SOLUTION: Always build an authoritative slug→price map from the price listing page.
### Price Listing Page — Authoritative Prices
URL: `https://inlanderrestaurantweek.com/price/` (or Wayback archived version)
```html
<article class="et_pb_portfolio_item ... project_category_45 ...">
...
<a href="https://inlanderrestaurantweek.com/project/SLUG/">
```
Extract price tier from `project_category_(25|35|45)` CSS class.
Extract slug from `href=".../project/SLUG/"`.
### Cuisine
```html
CUISINE: AMERICAN COMFORT FOOD
```
Often inside `<strong>` or `<em>` tags. Extract uppercase text after "CUISINE:".
Apply `.ToTitleCase()` for proper formatting.
### Phone
Area codes: 509 (Spokane area) or 208 (Idaho/CDA area)

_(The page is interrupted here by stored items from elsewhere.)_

PR #1991, opened 2016-05-15
[WIP / Discuss] Scrapy Streaming docs

aron-bordin:
## PR Overview
This is an initial work in the scrapy streaming docs.
You can read it here: http://gsoc2016.readthedocs.io/en/latest/topics/streaming.html

I'd like to open the discussion about the communication protocol. It's pretty similar with the original protocol in my proposal, with some modifications. My idea is to open the process of the API design, so I can get some feedbacks and modify this API before implementing it. 

In my proposal, I've suggested to start the implementation of this API on June 13, so it'd be helpful if we get a definitive API before this date.

Also, suggestion about new messages and new behavior are welcome :smile:

### DIFF
--- a/docs/_ext/scrapydocs.py
+++ b/docs/_ext/scrapydocs.py
@@ -99,6 +99,11 @@ def setup(app):
         rolename      = "reqmeta",
         indextemplate = "pair: %s; reqmeta",
     )
+    app.add_crossref_type(
+        directivename="message",
+        rolename="message",
+        indextemplate="pair: %s; message",
+    )
     app.add_role('source', source_role)
     app.add_role('commit', commit_role)
     app.add_role('issue', issue_role)
--- a/docs/index.rst
+++ b/docs/index.rst
@@ -69,6 +69,7 @@ Basic concepts
    topics/link-extractors
    topics/settings
    topics/exceptions
+   topics/streaming
 
 
 :doc:`topics/commands`
@@ -106,6 +107,9 @@ Basic concepts
 
 :doc:`topics/exceptions`
     See all available exceptions and their meaning.
+
+:doc:`topics/streaming`
+    Write Spiders using any Programming Language using Scrapy Streaming.
 
 
 Built-in services
--- a/docs/topics/streaming.rst
+++ b/docs/topics/streaming.rst
@@ -19,11 +19,12 @@ The external spider must communicate using the system ``stdin`` and ``stdout`` w
 You can run standalone external spiders using the :command:`streaming` command.
 
 If you want to integrate external spiders with a scrapy's project, create a file named ``external.json``
-in your project root. This file must contain an array of json objects, each object with the ``name``
-and ``command`` attributes.
+in your project root. This file must contain an array of json objects, each object with the ``name`` ,
+``command``, and ``args`` attributes.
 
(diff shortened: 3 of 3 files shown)


rolando:
I have a suggestion: focus on the response/requests part and leave for later the selector stuff.

Even though the selector parts are a nice to have, I feel like it just just adds an overhead trying to interact with the scrapy's parser capabilities from external spiders.

A few missing parts: 

* What's the result from a request being filtered out by the dupefilter? This is not an error.
* What's the result from a request that returns 404 repsonse? These non-200 responses don't reach the spider under normal circumstances (i.e. they need to set the flag to handle all statuses). But an external spider may want to know what happened to its requests.

It may be good to have a way to run this protocol against real scrapy spiders (i.e.: running scrapy spiders as external spiders). This could give us a good sense of what can be supported and what not.

kmike:
I'm late to the party, sorry! 

Starting with docs is a great way to approach this project 👍 

What do you think about creating this extension as a separate package (either in scrapy organisation or in scrapy-plugins organisation) and contributing necessary fixes to Scrapy so that it supports this kind of extensions?

aron-bordin:
Hi, thank you the feedback :) 

@rolando for both duplicate requests and non-200, I think that they should be dispatched in the ``exception`` message, because they are caught in the spider runtime and it was not expected by the spider. 

@kmike I'll talk with my mentors about it. But talking about implementation, it's not too dependent on scrapy source code, so I think that if necessary, I can implement it as an extension with a few modifications in the original proposal

eLRuLL:
@kmike I agree with starting a new repository on scrapy-plugins

aron-bordin:
Adding some comments about the implementation:

Originally, I've suggested to implement the communication channel between scrapy and the external spider using the [ProcessProtocol](http://twistedmatrix.com/documents/current/core/howto/process.html) from twisted, and as pointed in the docs, each message ends with a line break ``\n``.
I started an initial [POC](https://github.com/aron-bordin/POC-Streaming) to get an idea on how this should work.

However, this implementation could get some problems with buffering, because the messages sent by ``transport.write`` and received by ``outReceived`` can be buffered by the system.

Checking the @Preetwinder POC, he uses https://github.com/Preetwinder/ScrapyStreaming/blob/master/linereceiverprocess.py#L53 to wrap the process and avoid this buffer issues. 

Now I'm analyzing the best way to approach this possible problems with stdin/stdout buffering. 

As long as all messages must end with a line break, both implementations (streaming core and external spiders) could "buffer" the received data and process it after receiving the line break (end of the message).
Also, a different implementation could make it easier. Using the [LineReceiver](https://twistedmatrix.com/documents/9.0.0/api/twisted.protocols.basic.LineReceiver.html) in the streaming core could help while receiving data. But I'm still not sure about the best way to write in the process stdin, unfortunately ``stdbuf`` is not available in all platforms. 

As part of the communication protocol. the line break is defined as the end of the message. If the external spider developer uses this information and just analyze the received data after the line break, this should be enough.

Do you have any comments about the implementations and these possible issues ?

eLRuLL:
the https://github.com/scrapy-plugins/scrapy-streaming repository is created, let's move the conversation there I think

aron-bordin:
I'm moving this PR to the new repo https://github.com/scrapy-plugins/scrapy-streaming/pull/1

Thanks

Pattern: `(509) 555-1234` or `(208) 555-1234`
Regex: `\((?:208|509)\) \d{3}-\d{4}`
### Hours
```
Menu served 5pm-9pm nightly
Menu served Thursday-Sunday, 5-9pm
```
Regex: `Menu served [^<]+`
### Area
Look for area keywords (ALL CAPS in source) anywhere in the HTML:
- DOWNTOWN, NORTH SPOKANE, SOUTH SPOKANE, WEST SPOKANE, SPOKANE VALLEY
- AIRWAY HEIGHTS, LIBERTY LAKE, COEUR D'ALENE, POST FALLS, HAYDEN, ATHOL, WORLEY
Default to ["Downtown"] if nothing matched.
Some restaurants appear in multiple areas — collect all matches.
---
## Dietary Tag Filtering
Skip these as dish names — they appear in `<strong>` but are dietary labels, not dish names:
- GF (gluten free)
- GFA (gluten free available)
- V, V+ (vegetarian, vegan)
- DF, DFA (dairy free, dairy free available)
- V:, V+A (legend lines)
- 2025 (year marker some restaurants include)

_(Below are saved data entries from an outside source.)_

PR #1106, opened 2015-03-25
[MRG+1] some improvements to overview page

eliasdorneles:
Hey folks!

Here is my proposal for addressing issue #609 (and replaces PR #1023, while keeping some ideas).

Since the overview is "the pitch", I tried my best to make it short and to the point.

Summary of the changes:

* Added example spider showcasing both scraping and crawling (link following)
* Wrote an explanation of what the code does, without delving much into details
* Summarized table of features in the end, and reordered them based on my gut feeling
* Cut some text
* Cut some more

Note: the example spider is also showcasing the features from PRs #1081 and #1086, that I assume will be also in Scrapy 1.0 release.

So, what do you think, does this look good?

Thank you!

PR #1994, opened 2016-05-17
[DOC][Overview] Use idiomatic .extract_first()

redapple:


kmike:
It looks like it was me who pursuaded @eliasdorneles to remove extract_first from this example (https://github.com/scrapy/scrapy/pull/1106#discussion_r27220120). I'm fine with adding it now :)

eliasdorneles:
Alrighty! :)

PR #2005, opened 2016-05-24
[MRG+1] Included new optional parameter in startproject command line

feliperuhland:
I don't know if anyone creates project like me.
I have a habit to create git repository and then I create scrapy project.

You can see something similar at [django startproject command](https://docs.djangoproject.com/en/1.9/ref/django-admin/#startproject).

Unfortunately, I had to rewrite ``copytree`` function, to make sure that the ``startproject`` won't fail if it ``project_dir`` already exists.

I am available to any feedback,

Thanks.

### DIFF
--- a/scrapy/commands/startproject.py
+++ b/scrapy/commands/startproject.py
@@ -79,10 +79,11 @@ class Command(ScrapyCommand):
 
         if len(args) == 2:
             project_dir = args[1]
-            if exists(join(project_dir, 'scrapy.cfg')):
-                self.exitcode = 1
-                print('Error: scrapy.cfg already exists in %s' % abspath(project_dir))
-                return
+
+        if exists(join(project_dir, 'scrapy.cfg')):
+            self.exitcode = 1
+            print('Error: scrapy.cfg already exists in %s' % abspath(project_dir))
+            return
 
         if not self._is_valid_name(project_name):
             self.exitcode = 1
--- a/scrapy/commands/startproject.py
+++ b/scrapy/commands/startproject.py
@@ -79,13 +79,13 @@ class Command(ScrapyCommand):
                     copy2(srcname, dstname)
             # catch the Error from the recursive copytree so that we can
             # continue with other files
-            except EnvironmentError, err:
+            except EnvironmentError as err:
                 errors.extend(err.args[0])
-            except EnvironmentError, why:
+            except EnvironmentError as why:
                 errors.append((srcname, dstname, str(why)))
         try:
             copystat(src, dst)
-        except OSError, why:
+        except OSError as why:
             if WindowsError is not None and isinstance(why, WindowsError):
                 # Copying file access times may fail on Windows
                 pass
--- a/scrapy/commands/startproject.py
+++ b/scrapy/commands/startproject.py
@@ -1,9 +1,10 @@
 from __future__ import print_function
 import re
+import os
 import string
 from importlib import import_module
 from os.path import join, exists, abspath
-from shutil import copytree, ignore_patterns, move
+from shutil import ignore_patterns, move, copy2, copystat
 
 import scrapy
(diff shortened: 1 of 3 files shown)


eliasdorneles:
Hello, @feliperuhland.

I like the feature idea, it will be nice to be able to do `scrapy startproject myproj .` inside a directory.

The build is failing for Python 3, can you have a look?

feliperuhland:
Thanks, @eliasdorneles . I am working on it.

eliasdorneles:
The template should also be updated to print a message with the correct project dir.

I just tried it with:

    $ scrapy startproject myproj customdir

And it printed:

```
    cd myproj
```

It should point me to `cd customdir`

feliperuhland:
@eliasdorneles you're right.
I will fix this.

eliasdorneles:
Looks great, thanks @feliperuhland !

scrapy/commands/startproject.py
```diff
@@ -43,41 +44,68 @@ def _module_exists(module_name):
...
-        if len(args) != 1:
+        if len(args) not in (1, 2):
             raise UsageError()
+
         project_name = args[0]
+        project_dir = args[0]
+
+        if len(args) == 2:
+            project_dir = args[1]
+            if exists(join(project_dir, 'scrapy.cfg')):
```
eliasdorneles: hey @feliperuhland, I'm looking at this again, and I'm thinking this check if `scrapy.cfg` exists is needed in both cases (` args == 1` or `args == 2`), right?
looks like it should be outside of this `if`.

scrapy/commands/startproject.py
```diff
@@ -43,41 +44,68 @@ def _module_exists(module_name):
...
                     ' only\nletters, numbers and underscores')
-        elif exists(project_name):
-            print('Error: Directory %r already exists' % project_name)
         elif _module_exists(project_name):
             print('Error: Module %r already exists' % project_name)
         else:
             return True
         return False
 
+    def _copytree(self, src, dst):
```
eliasdorneles: Also, do you think we could get rid of this function, if we use the `ignore` callable argument for `shutil.copytree` ?

scrapy/commands/startproject.py
feliperuhland: Not really, because in the case of ``len(args) == 1`` the directory will be created and can't have the ``scrapy.cfg``. But I can't see any problem in this change. What do you think? Thanks.

scrapy/commands/startproject.py
feliperuhland: Hi, @eliasdorneles. I would like to remove that function, but the original implementation always creates the destination directory and that is not useful to us. I'm not happy of rewrite some internal library behavior. Do you have any other ideias? Thanks again.

eliasdorneles: Ah yeah, you're right.
The problem is that `os.makedirs` call that is always called and requires the directory not to exist.
Can you perhaps add a docstring explaining this, then?

scrapy/commands/startproject.py
eliasdorneles: Since we're using a custom copytree that now works in existing directories, I think we shouldn't assume the directory _will_ be created.
Users can now do `mkdir myproj; scrapy startproject myproj` and scrapy will work without complaining, therefore the extra check is a good idea.

In fact, I just tried running `scrapy startproject myproj` twice and it breaks the second time.

feliperuhland:
@eliasdorneles I done what you suggested and I think it's good. Can you read the docstring to see if it's good enough?

Thanks again!

eliasdorneles:
Yup, looks great now. Thank you, @feliperuhland !

@redapple this looks ready. How do you feel about merging it for 1.2?

redapple:
Thanks @feliperuhland !

Issue #1899, opened 2016-03-31
HttpCompressionMiddleware tries to decode HEAD responses


ArturGaspar:
The middleware tries to decode the body of HEAD responses, which are not expected to have a message body.

redapple:
Fixed in https://github.com/scrapy/scrapy/pull/2008

PR #2008, opened 2016-05-24
[MRG+1] Fix issue HttpCompressionMiddleware tries to decode HEAD responses #1899

foromer4:
Not sure if this is required or not, but seems like a good way to start working on this project...

### DIFF
--- a/tests/test_downloadermiddleware_httpcompression.py
+++ b/tests/test_downloadermiddleware_httpcompression.py
@@ -153,4 +153,4 @@ class HttpCompressionTest(TestCase):
         response = response.replace(body = None)
         newresponse = self.mw.process_response(request, response, self.spider)
         self.assertIs(newresponse, response)
-        self.assertEquals(response.body, '')
+        self.assertEquals(response.body, b'')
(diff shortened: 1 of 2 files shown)


tests/test_downloadermiddleware_httpcompression.py
```diff
@@ -144,3 +144,13 @@ def test_process_response_gzipped_contenttype(self):
...
+
+    def test_process_response_head_request_no_decode_required(self):
+        response = self._getresponse('gzip')
+        response.headers['Content-Type'] = 'application/gzip'
+        request = response.request
+        request.method = 'HEAD'
+        response = response.replace(body = None)
+        newresponse = self.mw.process_response(request, response, self.spider)
+        self.assertIs(newresponse, response)
+        self.assertEquals(response.body, '')
```
eliasdorneles: The tests are failing in Python 3 because `''` is not bytes, but a native string (which in Python 3 is the same as unicode object in Python 2).
If you update this to `b''` tests should pass.

foromer4: thank you

redapple:
Thanks @foromer4

PR #2009, opened 2016-05-24
DON'T MERGE - Travis build test

eliasdorneles:
This is just to test the Travis build, which seems to be broken


eliasdorneles:
The problem was a pkginfo release with broken wheel: https://pypi.python.org/pypi/pkginfo
I'm closing this and re-running the builds for the last couple PRs.

PR #2015, opened 2016-05-27
[MRG+1] Use "url" variable in the example

lopuhin:
Instead of hardcoded http://www.example.com, as noticed by Andrés Pérez-Albela H.: without it url variable is unused and only one request will make it past dupefilter.


redapple:
Thanks @lopuhin

PR #2026, opened 2016-06-04
[MRG+1] Encourage complete titles in pull requests

Digenis:
Linking to an issue when creating a PR is useful
but authors sometimes replace the whole subject with "Fix+tests for #000"
which makes it hard to skim through the issue tracker or its feed
especially when the description is missing from the PR itself.
This is even more important for commit messages.

With this pr I want to open the discussion;
I'm not fully convinced that this is the role of the documentation
but I wrote it there as a start.

### DIFF
--- a/docs/contributing.rst
+++ b/docs/contributing.rst
@@ -100,6 +100,11 @@ starting point is to send a pull request on GitHub. It can be simple enough to
 illustrate your idea, and leave documentation/tests for later, after the idea
 has been validated and proven useful. Alternatively, you can send an email to
 `scrapy-users`_ to discuss your idea first.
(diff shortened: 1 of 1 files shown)


docs/contributing.rst
```diff
@@ -100,6 +100,11 @@ starting point is to send a pull request on GitHub. It can be simple enough to
 illustrate your idea, and leave documentation/tests for later, after the idea
 has been validated and proven useful. Alternatively, you can send an email to
 `scrapy-users`_ to discuss your idea first.
+When writting GitHub pull requests, try to keep titles short but descriptive.
```
nyov: s/writting/writing/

- Drink (some restaurants label beverage course)
Full regex: `^(GF|GFA|V\+?|DF|DFA|V:|2025|Drink|V\+A)$`
Also skip names matching `^[A-Z]{1,3}:` (legend lines like "GF: Gluten Free")
Also skip names shorter than 3 chars or longer than 80 chars.
---
## Restaurants by Known HTML Style (2025)
**Layout B (same-block)**: tavolata, durkins, table13, terraza, and others
**Style 2 (`<b>` tags)**: indiahouse, lebanon, karma, ponderosa, collectivekitchen, dryfly, masselowslounge, vieuxcarre, wileys, osprey, shawnodonnells, ganderryegrass
**Style 3 (`<b>`+`<strong>` combo)**: 1898
Note: These styles may change year to year as restaurants update their pages.
Always check a few representative pages before assuming the same structure applies.
---
## JS-Only Pages (no static HTML menu content)
These restaurants had no recoverable menu data from any Wayback snapshot in 2025:
heritage, kismet, littlenoodle, macdaddys, purgatory, redtail, republickitchen, republicpi, vicinopizza
Their pages are fully JS-rendered — the static HTML captured by Wayback Machine
shows the page shell but not the menu content. For future years, these may or may not
have static caches depending on server-side rendering changes.